_Study material_
==============================

PR #1468, opened 2024-01-10
Add checks before resetting peer review hold for default_to_ppr journals

ahamelers:
Closes https://github.com/CDL-Dryad/dryad-product-roadmap/issues/3015

### DIFF
--- a/app/controllers/stash_datacite/publications_controller.rb
+++ b/app/controllers/stash_datacite/publications_controller.rb
@@ -77,8 +77,10 @@ module StashDatacite
         @msid = manage_internal_datum(identifier: @se_id, data_type: 'manuscriptNumber', value: parsed_msid)
       end
 
-      # if the newly-set journal wants PPR by default, set the PPR value for this resource
-      @resource.update(hold_for_peer_review: @se_id.journal&.default_to_ppr)
+      if @resource.identifier.allow_review? && @resource.previous_curated_resource.nil? && @resource.curation_start_date.nil?
+        # if the newly-set journal wants PPR by default, set the PPR value for this resource
+        @resource.update(hold_for_peer_review: @se_id.journal&.default_to_ppr)
+      end
 
       save_doi
     end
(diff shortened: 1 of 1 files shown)


app/controllers/stash_datacite/publications_controller.rb
```diff
@@ -77,8 +77,10 @@ def save_form_to_internal_data
         @msid = manage_internal_datum(identifier: @se_id, data_type: 'manuscriptNumber', value: parsed_msid)
       end
 
-      # if the newly-set journal wants PPR by default, set the PPR value for this resource
-      @resource.update(hold_for_peer_review: @se_id.journal&.default_to_ppr)
+      if @resource.identifier.allow_review? && @resource.previous_curated_resource.nil? && @resource.curation_start_date.nil?
```
DragosIorgulescu, line 80: do we know these can only be `nil`? Maybe `blank?` would be a safer option here
```suggestion
      if @resource.identifier.allow_review? && @resource.previous_curated_resource.blank? && @resource.curation_start_date.blank?
```

app/controllers/stash_datacite/publications_controller.rb
```diff
@@ -77,8 +77,10 @@ def save_form_to_internal_data
...
+        # if the newly-set journal wants PPR by default, set the PPR value for this resource
+        @resource.update(hold_for_peer_review: @se_id.journal&.default_to_ppr)
```
DragosIorgulescu, line 82: What do we do in case of validation errors here? Do these DB changes need to run in a transaction? 

I guess this is a more general question across the whole project, I've seen multiple controller actions that make multiple DB changes in a non-atomic way, just wondering if this is intentional?

app/controllers/stash_datacite/publications_controller.rb
ahamelers: This is the same check done on the screen for the user (seen in the ticket), where it tests correctly. It seems safest for these to match.

https://github.com/CDL-Dryad/dryad-app/blob/3ad044f3eea08b14214d77a3410fccdf20d7165e/app/views/stash_datacite/peer_review/_review.html.erb#L1

DragosIorgulescu (approved):

app/controllers/stash_datacite/publications_controller.rb
ryscher: Will discuss in next dev standup

PR #1480, opened 2024-01-16
chore: add annotations to all models & fixtures

DragosIorgulescu:
These are automagically updated on every `db:migrate` command (run in dev -- `local`), so no need to touch it once set up.


ryscher:
Thanks,  this looks great!

PR #1481, opened 2024-01-17
feat: allow passing `holdForPeerReview` on `POST /api/v2/datasets`

DragosIorgulescu:
- updates the `Resource#hold_for_peer_review` based on this value
- update the associated curation activity created to be of `peer_review` status

ref https://github.com/CDL-Dryad/dryad-product-roadmap/issues/2945

### DIFF
--- a/app/models/stash_api/dataset_parser.rb
+++ b/app/models/stash_api/dataset_parser.rb
@@ -27,7 +27,7 @@ module StashApi
       user_note = "Created by API user, assigned ownership to #{owning_user&.name} (#{owning_user_id})"
       hold_for_peer_review = @hash['holdForPeerReview']
       @resource.curation_activities << StashEngine::CurationActivity.create(
-        status: hold_for_peer_review ? 'peer_review' : @resource.current_curation_status || 'in_progress',
+        status: @resource.current_curation_status || 'in_progress',
         user_id: @user.id,
         resource_id: @resource.id,
         note: user_note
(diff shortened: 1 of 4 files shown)


app/models/stash_api/dataset_parser.rb
```diff
@@ -25,10 +25,13 @@ def parse
       owning_user_id = establish_owning_user_id
       owning_user = StashEngine::User.find(owning_user_id)
       user_note = "Created by API user, assigned ownership to #{owning_user&.name} (#{owning_user_id})"
-      @resource.curation_activities << StashEngine::CurationActivity.create(status: @resource.current_curation_status || 'in_progress',
-                                                                            user_id: @user.id,
-                                                                            resource_id: @resource.id,
-                                                                            note: user_note)
+      hold_for_peer_review = @hash['holdForPeerReview']
+      @resource.curation_activities << StashEngine::CurationActivity.create(
+        status: hold_for_peer_review ? 'peer_review' : @resource.current_curation_status || 'in_progress',
```
DragosIorgulescu, line 30: because the `status` is defined as a `string_enum` on `StashEngine::CurationActivity`, we cannot use `StashEngine::CurationActivity.statuses[:peer_review]` to check the validity of the string. 

I would propose we create a ticket to go through all enums in the system and clean this up a bit:
- make sure any column that could work as an enum in the db is treated as such in ruby
- check existing enums and see if we can improve anything (like the one mentioned here)

ryscher, line 30: After reviewing the behavior, we need to remove the changes above for `CurationActivity`. The change below in `@resource.update` is sufficient.

ryscher:
Please also add this field to the documentation:
- `documentation/apis/submission.md`, section "Retaining a dataset in a private status for peer review purposes"
- `documentation/apis/sample_dataset.json`

ryscher:
Great, thanks for updating this! It takes time to learn all of the little quirks of the system.

PR #1482, opened 2024-01-17
Load single CEDAR template in specific context, and save CEDAR json file

ahamelers:
Closes https://github.com/CDL-Dryad/dryad-product-roadmap/issues/2866


ryscher:
This is looking good. A few notes:
- Based on recent emails, I think we could go live after one more update of the CEE code.
- Do we want to move the config for the CEDAR templates into the default section of the config file? There are currently separate entries for the dev and stage environments.
- Should we add comments to the config to help us remember that configured templates will not display unless the UI code is changed?

ryscher:
Looks good. We're waiting on confirmation about the latest neuroscience template. Is this ready to be enabled for production? It looks like the production config is currently set to disallow loading.

ryscher:
Great! Let's see if people start to use it.

PR #1518, opened 2024-02-13
Fix persistent loading icon error

ahamelers:
Closes https://github.com/CDL-Dryad/dryad-product-roadmap/issues/3148


ryscher:
Thanks for the quick cleanup!

PR #1519, opened 2024-02-15
Fix README loading and saving settings

ahamelers:
Closes https://github.com/CDL-Dryad/dryad-product-roadmap/issues/3156
Closes https://github.com/CDL-Dryad/dryad-product-roadmap/issues/3170


ryscher:
I believe this is checking for a 10% change from the previously saved version. This does not work for the case where a submitted version of the README was acceptable or near-accecptable, and the user is making one more version to add finishing touches. 

With the current approach of disabling saves, we also have the problem where a user can start typing, switch to another page of the submission system to check on something, and when they switch back, their edits have disappeared.

I suggest:
- Always save changes that are made in the editor
- Move the similarity check into the validation process
- Perform the similarity check against the original template, instead of against the last saved version
- Increase the requirement for % of change (or, in the current code, reduce the similarity score). If we're comparing against the original template, I would expect the changes of a "real" edit to be more than 50%, perhaps 75%.

ahamelers:
Thanks @ryscher. The issue I was trying to account for is that the editor itself is making changes to the loaded template content, which the system is counting as a change, and then saving. I will go back to the drawing board.

ahamelers:
@ryscher I've fixed the bug of the first loading of the template being saved as README content, which I think was added in the fix for https://github.com/CDL-Dryad/dryad-product-roadmap/issues/2975. No additional checks for now.

ryscher:
Thanks, this looks good.

PR #1520, opened 2024-02-15
Add more neuroscience keywords

ryscher:
Followup to #1493 -- it was surprising that the CEDAR template didn't appear when editing [Zefan's dataset](https://doi.org/10.5061/dryad.b2rbnzsh9), so these are keywords that would have triggered it.


ahamelers:
Thanks Ryan!

ahamelers:
I'm not sure about 'memory', I think there are a lot of non-human-neuroscience fields that could crop up in, but we can try it for now!

PR #1526, opened 2024-02-21
Update ROR data download script

ahamelers:
Closes https://github.com/CDL-Dryad/dryad-product-roadmap/issues/2893

Might it be worthwhile to have different FILE_DIR variables for different servers and store them in the config?


ryscher:
Thanks for the updates!

PR #1527, opened 2024-02-21
Fix typo that could prevent submissions from processing

ryscher:
We never noticed that this typo was causing exceptions, because there is an exception handler in the method that treats the exception as an external error.


ahamelers:
Thank you, Ryan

==============================

_What the task asks_
Throughout the material above, find every line holding "sure" and copy it.

_Solution for this exercise_
- make sure any column that could work as an enum in the db is treated as such in ruby
I'm not sure about 'memory', I think there are a lot of non-human-neuroscience fields that could crop up in, but we can try it for now!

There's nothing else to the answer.